Chapitre 1 — Le médicament : définition, histoire et régulation · Topic 2 : Histoire de la pharmacologie · Leçon 2.1

⏱️ Durée : 14 min
🎓 Niveau : PASS / LAS / L1 SV
📚 Topic : Histoire de la pharmacologie
🔑 Prérequis : Leçon 1.1 (définition du médicament et de la pharmacologie)

Le médicament n’est pas une invention récente : la lutte contre les maladies est l’une des préoccupations les plus anciennes de l’humanité. Avant la chimie, avant l’AMM, avant le RCT, l’Homme a d’abord tâtonné, observé, puis peu à peu construit une méthode. Cette leçon retrace les deux premières phases de l’histoire de la pharmacologie, celles qui vont de l’Antiquité au XVIIIe siècle.

Ancrage clinique

Comprendre d’où vient le médicament, c’est comprendre pourquoi la pharmacologie moderne exige aujourd’hui autant de preuves : chaque étape du parcours actuel (AMM, essais contrôlés, pharmacovigilance) répond à des erreurs et des impasses accumulées depuis 4 000 ans.

🎯 Objectifs pédagogiques

À la fin de cette leçon, tu sauras :

  • situer les quatre phases de l’histoire de la pharmacologie sur une frise ;
  • citer les trois grands écrits fondateurs de la phase primitive et leur apport ;
  • expliquer pourquoi le Moyen Âge est une période de stagnation et le rôle des apothicaires ;
  • identifier les figures clés de la phase physiologique (Paracelse, Harvey, Wepfer, Sydenham, Linné, Withering) ;
  • relier la création du Collège de pharmacie (1777) à la naissance de la profession de pharmacien.

🧭 Plan de la leçon

  1. Vue d’ensemble : les 4 phases de la pharmacologie
  2. Phase primitive — Antiquité et Moyen Âge
  3. Phase physiologique — Renaissance et XVIIe siècle
  4. Vers la phase chimique — XVIIIe siècle

1. Vue d’ensemble : les 4 phases de la pharmacologie

Le cours découpe l’histoire du médicament en quatre grandes phases. Elles se recouvrent partiellement mais se distinguent par leur méthode dominante.

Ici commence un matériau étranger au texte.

PR #181, opened 2018-05-15
OS-specific build targets

ringgaard:
I have added support for OS-specific build targets so build rules can distinguish between Linux and OSX. I have fixed a number of build issues under OSX so the parser tools and the pysling components can now be build under OSX.

OSX does not support ELF files (it uses Mach-O files instead) so the ELF writer cannot be used under OSX. This also means that we cannot use the embed-data rules for embedding web content in the binaries. Also, OSX does not support epoll, so the HTTP server cannot build under OSX.

This means that the task dashboard cannot run under OSX, so when we build under OSX we disable the dashboard.

PS: Although this PR does improve OSX support under SLING, OSX support is still experimental.


ringgaard:
After some internal discussion, we have decided to NOT support OSX. We are only using SLING under Linux ourselves, and since we are not testing SLING under OSX in any way, we would probably keep breaking the OSX build. However, we will try to make sure that SLING can be built with both GCC and clang.

I have updated this PR to remove the OSX-specific changes, but I have kept the parts that improves standard compliance, especially with respect to integer types.

I also removed the learning rate update code that accidentally made into into the PR.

Phase Période Méthode dominante
Primitive Antiquité → XVIe siècle Instinct, magie, observation empirique, remèdes de plantes et d’animaux
Physiologique XVIIe → XVIIIe siècle Compréhension du corps humain, premières expérimentations animales
Chimique XIXe → milieu XXe siècle Isolement de principes actifs, synthèse chimique
Biologique À partir du milieu du XXe siècle Biomédicaments, cibles moléculaires, régulation stricte

Cette leçon couvre les deux premières phases. Les deux suivantes (chimique et biologique) sont traitées dans la leçon 2.2.

Piège classique

Le découpage en 4 phases est celui du cours Sorbonne 2025-2026. D’autres manuels en distinguent 3 ou 5. Pour le concours, retiens exactement primitive → physiologique → chimique → biologique, avec les bornes indiquées ci-dessus.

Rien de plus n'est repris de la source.